* _Aim of the exercise_
Print nothing except the lines of the listing below from the line with "take a look." to the line with "Issue #47, opened 2021-04-24", each exactly as written, both ends included.

################

PR #44, opened 2021-04-23
More docs and examples of slice() and bifurcate()

chrisvest:
* Class-level documentation has been added to the `Buffer` interface, which describes when you would use `slice()` and when you would use `bifurcate()`.
* A `bifurcate(int)` overload method has been added, so it's possible to split a buffer at an offset that isn't the write offset.
* The `ByteToMessageDecoder` and its test has been ported to the new API, as an advanced example of how to use the new API.
* An `AlternativeMessageDecoder` and companion test, has also been implemented to show a slightly different way of implementing the same pattern. This implementation is easier to read because it has fewer complications and features inherited from the product version.
* The `ensureWritable` method can now grow the buffer in increments that are greater than what is strictly necessary to satisfy the immediate need. This can help amortise the cost of reallocation.
* A `BufferAdaptor` class has been added, which delegates all method calls to a delegate field. The idea is that the individual methods can be overridden in subclasses. This is used the `ByteToMessageDecoderTest`.

@njhill @ejona86 You had questions about slice vs. bifurcate, and what it would look like to have conditional ownership transfer. Please take a look at this and let me know what you think!


src/main/java/io/netty/buffer/api/Buffer.java
```diff
@@ -101,6 +99,34 @@
...
+ *         be visible through the other.
+ *     </li>
+ * </ul>
+ *
+ * These differences means that slicing is mostly suitable for when you temporarily want to share a focused area of a
+ * buffer.
+ * Examples of this include doing IO, or decoding a bounded part of a larger message.
+ * On the other hand, bifurcate is suitable for when you want to hand over a region of a buffer to some other,
+ * perhaps unknown, piece of code, and relinquish your ownership of that buffer region in the process.
+ * Examples of include aggregating messages into an accumulator buffer, and sending messages down the pipeline for
```
ejona86: "Examples of include". Seems like a word was dropped or should be dropped.

src/main/java/io/netty/buffer/api/Buffer.java
```diff
@@ -558,10 +594,64 @@ default void ensureWritable(int size) {
...
+        return bifurcate(writerOffset());
+    }
+
+    /**
+     * Split the buffer into two, at the given {@code splitOffset}.
+     * <p>
+     * The buffer must be in {@linkplain #isOwned() an owned state}, or an exception will be thrown.
+     * <p>
+     * The region of this buffer that precede the {@code splitOffset}, will be captured and returned in a new
+     * buffer, that will hold its own ownership of that region. This allows the returned buffer to be indepentently
```
ejona86: s/indepentently/independently/

src/test/java/io/netty/buffer/api/examples/bytetomessagedecoder/AlternativeMessageDecoder.java
```diff
@@ -0,0 +1,115 @@
...
+        this.allocator = Objects.requireNonNull(allocator, "BufferAllocator cannot be null.");
+    }
+
+    @Override
+    public void channelRead(ChannelHandlerContext ctx, Object msg) throws Exception {
+        if (msg instanceof Buffer) {
+            try (Buffer input = (Buffer) msg) {
+                processRead(ctx, input);
+            }
+        } else if (msg instanceof Send && ((Send<?>) msg).isInstanceOf(Buffer.class)) {
```
ejona86: Whoa. This reads very confusingly. Created https://github.com/netty/netty-incubator-buffer-api/issues/46 to rename `isInstanceOf()`

src/test/java/io/netty/buffer/api/examples/bytetomessagedecoder/AlternativeMessageDecoder.java
```diff
@@ -0,0 +1,115 @@
...
+                && (collector.readableBytes() == 0 || input.readerOffset() == 0)
+                && collector.order() == input.order()) {
+            Buffer.extendComposite(collector, input);
+            drainCollector(ctx);
+            return;
+        }
+        if (collector.isOwned()) {
+            collector.ensureWritable(input.readableBytes(), DEFAULT_CHUNK_SIZE, true);
+        } else {
+            try (Buffer prev = collector) {
```
ejona86: The exception and reference counting interactions here are quite hard to pick apart. I'm assuming this is a try-with-resources for the exception handling. Something like this seems more obviously correct:

```java
int requiredCapacity = input.capacity() + collector.readableBytes();
int newSize = Math.max(requiredCapacity, DEFAULT_CHUNK_SIZE);
try (Buffer newBuffer = allocator.allocate(newSize, input.order())) {
  collector.copyInto(collector.readerOffset(), newBuffer, 0, collector.readableBytes());
  newBuffer.readerOffset(collector.readableBytes());
  collector.close();
  collector = newBuffer.acquire();
}
```

src/main/java/io/netty/buffer/api/CompositeBuffer.java
```diff
@@ -649,13 +652,20 @@ public void ensureWritable(int size, boolean allowCompaction) {
...
+                    return;
+                }
             }
         }
 
-        long newSize = capacity() + (long) size;
-        BufferAllocator.checkSize(newSize);
-        int growth = size - writableBytes();
-        Buffer extension = bufs.length == 0? allocator.allocate(growth) : allocator.allocate(growth, order());
+        int growth = Math.max(size - writableBytes(), minimumGrowth);
```
ejona86, line 666: What prevents doing this in a default method and calling `ensureWritable(int, boolean)`?

src/test/java/io/netty/buffer/api/examples/bytetomessagedecoder/ByteToMessageDecoderTest.java
```diff
@@ -0,0 +1,561 @@
...
+
+        private WriteFailingByteBuf(int untilFailure, Buffer buffer) {
+            super(buffer);
+            this.untilFailure = untilFailure;
+        }
+
+        @Override
+        public Buffer order(ByteOrder order) {
+            if (order == LITTLE_ENDIAN && --untilFailure <= 0) {
+                throw error;
```
ejona86: This seems like a weird need for `BufferAdaptor`. I thought we were going with the idea "people generally wouldn't implement their own Buffer." If that's the case, then injecting an exception into this simple setter seems unnecessary, as it simply wouldn't happen. But if we introduce something like BufferAdaptor, that _encourages_ people to create their own Buffer.

ejona86 (commented):
Adding the argument to `bifurcate()` seems to help a lot. And the docs for slice vs bifurcate seem fair.

In no way was this a full review. I glanced at a few things, and then happened to find some other things while Ctrl-F'ing for something else and noticed some things along the way :smile:.

src/test/java/io/netty/buffer/api/examples/bytetomessagedecoder/ByteToMessageDecoderTest.java
chrisvest: The test was doing something like that, and I wanted to port it over as faithfully as possible. But you're right. We shouldn't have something like that, and the test needs to be adapted, which I can do now that I know it passes as written.

src/test/java/io/netty/buffer/api/examples/bytetomessagedecoder/AlternativeMessageDecoder.java
chrisvest: Yeah, that's better. Thanks :)

src/main/java/io/netty/buffer/api/CompositeBuffer.java
chrisvest: This method will have to do this calculation anyway. The correct default for such an overload is a `minimumGrowth` size of 1.

It wasn't obvious to me which overloads were needed; `(int, boolean)`, `(int, int)`… Adding both of those felt like it would inflate the interface more than necessary.

src/test/java/io/netty/buffer/api/examples/bytetomessagedecoder/AlternativeMessageDecoder.java
chrisvest: I will fix this in another PR.

chrisvest:
@ejona86 I've addressed your comments. Please take a look.

src/test/java/io/netty/buffer/api/examples/bytetomessagedecoder/AlternativeMessageDecoder.java
chrisvest: https://github.com/netty/netty-incubator-buffer-api/pull/49

Issue #47, opened 2021-04-24
Why isn't Composite its own type extending Buffer?


ejona86:
I don't see the point of the Composite API being directly on the Buffer API. Why not move it out to an interface or concrete class with only the additional method `extendComposite()`? It could be created/returned from BufferAllocator directly. Using a final class would allow safely managing unwrapping of composites during extendComposite, but there's obviously tradeoffs there.

I'd generally consider it to be a code smell to call `isComposite()` on a buffer the code didn't create, which means there should very rarely be any calls to `isComposite()`. For most usages, returning the clear type from BufferAllocator seems clearer.

If there's doubt as to which approach is best, maybe the decision here will become more obvious as more code is written using the new API.

jameskleeh:
Agreed. Having `Buffer.isComposite` is not a great design imo. If you need to know if its a composite then that should indicate it should be a separate public class.

chrisvest:
The compose method was initially on the BufferAllocator interface, but since there's only one fixed implementation, it didn't make sense to let the allocator implementation decide how buffer composition works. I think we still need to create composite buffers with a static factory method somewhere.

I think at this point, with a compose overload to deal with #45, we would have 4 methods that are composite buffer specific, so maybe collecting them in their own interface makes sense. Should this interface be only those static methods, or should composite buffers implement this interface? If the latter, should the interface extend Buffer? As much as possible I want buffers to behave the same regardless of implementation, but composite buffers have a few important differences to them, and I haven't yet found an argument that nails that composite buffers must be done one way or another.

ejona86:
> The compose method was initially on the BufferAllocator interface, but since there's only one fixed implementation, it didn't make sense to let the allocator implementation decide how buffer composition works. I think we still need to create composite buffers with a static factory method somewhere.

If composite buffer was a final class then the allocator wouldn't get to choose the implementation, only how to construct it. I guess `compose()` is less interesting for this issue than `extendComposite()`. We could leave the current Buffer.compose() method and just have it return a Composite type. I do find it to be weird for Buffer to depend on Allocator and vise versa, sort of needlessly, but I don't think it has much functional impact and we may end up bikeshedding about that detail.

> Should this interface be only those static methods

I think this issue was "why are there these static methods for something that is clearly a type-specific method?" So there should be some non-static methods. Once you deal with the non-static methods, the static ones may fall into place.

[...]

PR #49, opened 2021-04-26
Rename Deref.isInstanceOf to referentIsInstanceOf

### LINKED ISSUE #46: Send.isInstanceOf is a confusing/misleading name
In reviewing #44, I was very surprised when I ended up comprehending what this line did:
```
        } else if (msg instanceof Send && ((Send<?>) msg).isInstanceOf(Buffer.class)) {
            try (Buffer input = ((Send<Buffer>) msg).receive()) {
```

`isInstanceOf` should probably be renamed as it is far too similar to `Class.isInstance()`, _and_ `msg` _isn't_ an instance of Buffer. `referenceInstanceOf` or something.

chrisvest:
Motivation:
Derefs are not necessarily their referents.
This is the case for Send, for instance.

Modification:
The Deref.isInstanceOf method is renamed to referentIsInstanceOf.
And a Send.isSendOf method has been added, that simplifies the check for sends, since it could be the case that one also needs to check if the object in question is also a Send instance.

Result:
Cleaner code that is easier to read, when working with Sends.

This fixes #46

Please take a look, @ejona86.

### DIFF
--- a/src/main/java/io/netty/buffer/api/Send.java
+++ b/src/main/java/io/netty/buffer/api/Send.java
@@ -56,7 +56,7 @@ public interface Send<T extends Rc<T>> extends Deref<T> {
             }
 
             @Override
-            public boolean isInstanceOf(Class<?> cls) {
+            public boolean referentIsInstanceOf(Class<?> cls) {
                 return cls.isAssignableFrom(concreteObjectType);
             }
 
@@ -67,6 +67,19 @@ public interface Send<T extends Rc<T>> extends Deref<T> {
                 }
             }
         };
+    }
+
+    /**
+     * Determine if the given candidate object is an instance of a {@link Send} from which an object of the given type
+     * can be received.
+     *
+     * @param type The type of object we wish to receive.
+     * @param candidate The candidate object that might be a {@link Send} of an object of the given type.
+     * @return {@code true} if the candidate object is a {@link Send} that would deliver an object of the given type,
+     * otherwise {@code false}.
+     */
+    static boolean isSendOf(Class<?> type, Object candidate) {
+        return candidate instanceof Send && ((Send<?>) candidate).referentIsInstanceOf(type);
     }
 
     /**
--- a/src/main/java/io/netty/buffer/api/Deref.java
+++ b/src/main/java/io/netty/buffer/api/Deref.java
@@ -48,5 +48,5 @@ public interface Deref<T extends Rc<T>> extends Supplier<T> {
      * @param cls The type to check.
      * @return {@code true} if the object in this {@code Deref} can be assigned fields or variables of the given type.
      */
-    boolean isInstanceOf(Class<?> cls);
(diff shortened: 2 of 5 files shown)


src/main/java/io/netty/buffer/api/Send.java
```diff
@@ -56,7 +56,7 @@ public T receive() {
             }
 
             @Override
-            public boolean isInstanceOf(Class<?> cls) {
+            public boolean referentIsInstanceOf(Class<?> cls) {
                 return cls.isAssignableFrom(concreteObjectType);
```
ejona86, line 60: This looks reversed. `concreteObjectType.isAssignableFrom(cls)`. I think the ordering is opposite `isInstance()`. (`a.isInstance(b) == true` says b can be assigned to a variable of type a; `a.isAssignableFrom(b)` says a can be assigned to a variable of type b). I noticed because `Send.isSendOf(Object.class, x)` should have always returned true if we are using `instanceof` semantics.

That said, as long as we are using instanceof semantics, the caller should be casting to `Send<? extends X>` instead of `Send<X>`. Although that is more verbose, I'm not sure it actually hurts anything.

Note that changing to class equality `cls.equals(concreteObjectType)` (such that we can cast to `Send<X>`) would be a _very good_ reason not to have a separate composite class type (https://github.com/netty/netty-incubator-buffer-api/issues/47).

chrisvest: The same code is in `TransferSend`, and flipping the order there makes the `BufferSendTest` fail.

According to the `isAssignableFrom` javadoc:

> Determines if the class or interface represented by this Class object is either the same as, or is a superclass or superinterface of, the class or interface represented by the specified Class parameter.

So the ordering is correct as is.

If we used class equality, then we wouldn't be able to ask about interfaces of the object, and `Buffer` is an interface, so I don't think that would fly.

I'll share my thoughts on the composite class type on that issue.

ejona86: I missed that `assertFalse(Send.isSendOf(Object.class, new Object()));` was passing `new Object()` and not bufferSend/bufferRefSend.

I had thought that isAssignableFrom and isInstance behaved in the same order, and reads the docs once and thought it agreed with me. But then I looked _a second time_ and mis-read the second paragraph of the text and re-read it all and then convinced myself of the other direction. /sigh

> If we used class equality, then we wouldn't be able to ask about interfaces of the object, and Buffer is an interface, so I don't think that would fly.

No, you can still do it for Buffer. But the object would need to know the type of generic it has. That would mean it couldn't be a default method on Rc, but otherwise would be fine.

As we write more code, we may want to keep watch of whether we want a method that will do the cast for you after checking the provided Class. That could return a proper-generics `Send<? extends X>` as well as silence unchecked cast warnings.

ejona86 (approved):

PR #60, opened 2021-05-06
Make the build use less space on the CI host

chrisvest:
High space usage could cause the docker layer cache to fail while packaging the layers.


chrisvest:
Hmm… thinking about it, the issue with the layer cache stashing probably occurs because it tries to also stash layers that were downloaded at the beginning, but never actually used in the build.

################

* _Exercise output_
@ejona86 I've addressed your comments. Please take a look.

src/test/java/io/netty/buffer/api/examples/bytetomessagedecoder/AlternativeMessageDecoder.java
chrisvest: https://github.com/netty/netty-incubator-buffer-api/pull/49

Issue #47, opened 2021-04-24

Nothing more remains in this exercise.